# 2 Gallon Cookie Jar



## EntoCraig (Jun 7, 2010)

I have raised fry in a 2g cookie jar. However I did no lights and no heat (The room was 74f). I did have an airstone.

I have also done an emersed plant tank in a 2g cookie jar under my grow lights.


----------



## Aplomado (Feb 20, 2013)

I've got a friend who set up a nice bowl about that size- miracle gro organic potting soil capped with blasting grit, and planted with various clippings, dwarf sag, and lots of frogbit.

He's got a cheap desk lamp over it with a single 60 watt equivelent phillips daylight cfl. 

It looks quite nice.


----------



## AGUILAR3 (Jun 22, 2013)

similar 2g cookie jar

http://www.plantedtank.net/forums/showthread.php?t=191745


----------



## Pencil2Print (Nov 20, 2009)

Thanks for the link! Same jar it seems


----------



## AquaAurora (Jul 10, 2013)

Sounds like an awesome idea, especially with a nice thick glass jar! Be sure to post photos updates as you get it going.
Substrate best determined by what plant type(s) you plan to keep. I don't _think _you'd need co2 but I'm no expect with co2... you can get co2 from water chagnes in such a small system I _think _that would be fine (again not expert on this topic).
Lighting best lighting is a windowsill (free light!) but a 6500k cfl bulbs (smaller wattage or light lifted up a bit high to reduce algae). Can try LED, or fluorescent but it all depends on wattage, height from jar, reflector (or lack of) etc etc. If you plan to add more planted jars/bowls/cubes you can look into "grow lamps" (sometimes LEDs, cfl, or T5s).. there are so many options out there I can't possibly list (or remember) them all. Figuring out what you want to grow will help you focus more on what you need in a light.


----------



## AGUILAR3 (Jun 22, 2013)

I had a 13 cfl on my 1.75g and battled with algae for a few months. I then switched to a 10w cfl, raised the light 8" from the rim and added floaters with great success. 

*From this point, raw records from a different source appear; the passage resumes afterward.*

PR #692, opened 2020-05-29
Prevent swimming animation from appearing on older servers

DoctorMacc:
The swimming animation could be played on older servers since that was a legacy value for using an item.


E404NNF:
works :ok_hand:

PR #1069, opened 2020-07-31
Add a warning at start about movement translation

E404NNF:
**I reopened the PR in another branch because of uhh too many problems**
This is just a PR which will warn the user everytime they start Geyser that movement isn't perfect and might get the user banned from a server


connector/src/main/java/org/geysermc/connector/GeyserConnector.java
```diff
@@ -206,6 +206,9 @@ private GeyserConnector(PlatformType platformType, GeyserBootstrap bootstrap) {
             message += LanguageUtils.getLocaleStringLog("geyser.core.finish.console");
         }
         logger.info(message);
+		if(platformType == PlatformType.STANDALONE){
```
RednedEpic, line 209: Please replace these tab indentations with spaces. There should also be a space after `if` and before the opening bracket `{`.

What bothers me is that I see a lot of similar sized tanks with high watt cfls placed inches from the top and they claim to not have algae issues. I think it has to do with my slow growing crypt plants. Add a ton of fast growing stem plants and I'm sure algae issues would be null and void.


----------



## Pencil2Print (Nov 20, 2009)

Awesome response!

I got Ecocomplete substrate and a driftwood so far. I placed it in the tank about 2-3" (higher in the back) with the driftwood hiding the filter and heater. I found a tiny filter that fits well.. I can't seem to find the sponge filters anymore.

Will look at the suggesting lighting -- newbish question.. http://www.walmart.com/ip/FeitElectric-FeitElectric-Daylight-6500K-CFL-Light-Bulb/23912288 is this what I am looking at? Daylight bulbs?


----------



## AquaAurora (Jul 10, 2013)

Pencil2Print said:


> Awesome response!
> 
> I got Ecocomplete substrate and a driftwood so far. I placed it in the tank about 2-3" (higher in the back) with the driftwood hiding the filter and heater. I found a tiny filter that fits well.. I can't seem to find the sponge filters anymore.
> 
> Will look at the suggesting lighting -- newbish question.. http://www.walmart.com/ip/FeitElectric-FeitElectric-Daylight-6500K-CFL-Light-Bulb/23912288 is this what I am looking at? Daylight bulbs?


Yep thats a good type to get but holy crap that price is a rip off! Go look at 6500k cfl at amazon or ebay, even with shipping those sites will sell it for less than the linked one you showed (its base price before any shipping). If you want to pick some up locally try a hardware store (lows, home depo) or maybe gardening centers (not sure about that one.. some might have indoor grow lights). I'd recommend getting a light that can be used in any regular iridescent/florescent fixture, don't get pronged lights or ones with tiny.. gah brain fart.. whats it called.. the bottom part that screws into a light fixture, make sure you get a light with a common size if you want to use a common fixture/lamp (unless the lamp you intend to buy only takes pronged or mini screw in bulbs).


----------



## Pencil2Print (Nov 20, 2009)

thank you  I have an old desk lamp that I was planning on using. I didn't go pricing hunting yet, WM was the first on google that i looked at, lol. thanks for the advice!


----------



## Pencil2Print (Nov 20, 2009)

Here's the start.

EcoComplete Substrate
Mini filter
Heater
Driftwood

I got the bulb, but i can't find my lamp. I'll have to get a new one.


----------



## OVT (Nov 29, 2011)

Cool betta 
You can try a Deep Blue Solar Flare 3w LED stick-on lamp. Works pretty well for me. About $20 shipped from Ken's Fish.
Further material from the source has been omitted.